PR #87248, opened 2022-05-31
Do not retry client requests when failing with ContentTooLargeException

### LINKED ISSUE #86041: Low level rest client retrying scrolls, skipping pages
### Elasticsearch Version

Doesn't matter

### Installed Plugins

_No response_

### Java Version

all

### OS Version

doesn't matter

### Problem Description

When you send a `scroll` request to the low level rest client it uses it's standard retry mechanism which catches all errors and just retries against another ES instance. The trouble with that is that you *can't* retry a scroll - it generally consumes state on the server and moves to the next page.

### Steps to Reproduce

Scroll with low level rest client.

### Logs (if relevant)

_No response_

swallez:
The default configuration of the Low Level Rest Client is to buffer the response body up to 100 MB. If that threshold is exceeded, a `ContentTooLargeException` is thrown in the lower layers of LLRC.

When such an exception occurs, LLRC will retry the request, which has some bad side effects:
- for idempotent requests like a regular search, there's no point in retrying since the response will always be too large.
- for scroll searches, retrying will move to the next scroll slice. With a cluster big enough or a number of scroll slices small enough, retrying may reach the last scroll slice, which is usually be smaller and may fit into the buffer limit. From an application perspective, the request will have succeeded with the last slice as result, despite having effectively skipped a large amount of results.

This PR fixes that, by ensuring that no retry happens if a request fails with a `ContentTooLargeException`.

Fixes #86041.

I added the `v6.8.24` label to backport to 6.8 as this was found by a customer still using 6.8 and even if there's no additional 6.8 release, they may want to use a snapshot version with the fix.

### DIFF
--- a/client/rest/src/main/java/org/elasticsearch/client/RestClient.java
+++ b/client/rest/src/main/java/org/elasticsearch/client/RestClient.java
@@ -21,6 +21,7 @@ package org.elasticsearch.client;
 import org.apache.commons.logging.Log;
 import org.apache.commons.logging.LogFactory;
 import org.apache.http.ConnectionClosedException;
+import org.apache.http.ContentTooLongException;
 import org.apache.http.Header;
 import org.apache.http.HttpEntity;
 import org.apache.http.HttpHost;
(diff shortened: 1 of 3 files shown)


client/rest/src/main/java/org/elasticsearch/client/RestClient.java
```diff
@@ -563,6 +564,19 @@ private static boolean isSuccessfulResponse(int statusCode) {
         return statusCode < 300;
     }
 
+    /**
+     * Should an exception cause retrying the request?
+     */
+    private static boolean isRetryableException(Throwable e) {
+        if (e instanceof ExecutionException) {
+            e = e.getCause();
+        }
```
nik9000, line 573: I was going to say it'd be better to use the `try` in the caller, but seeing this thing, I get why you didn't.

nik9000 (approved):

● ● ●

▶ Problem description
Scanning the data above, copy out every line where "requests" is found.

▶ Solution for this problem
Do not retry client requests when failing with ContentTooLargeException
- for idempotent requests like a regular search, there's no point in retrying since the response will always be too large.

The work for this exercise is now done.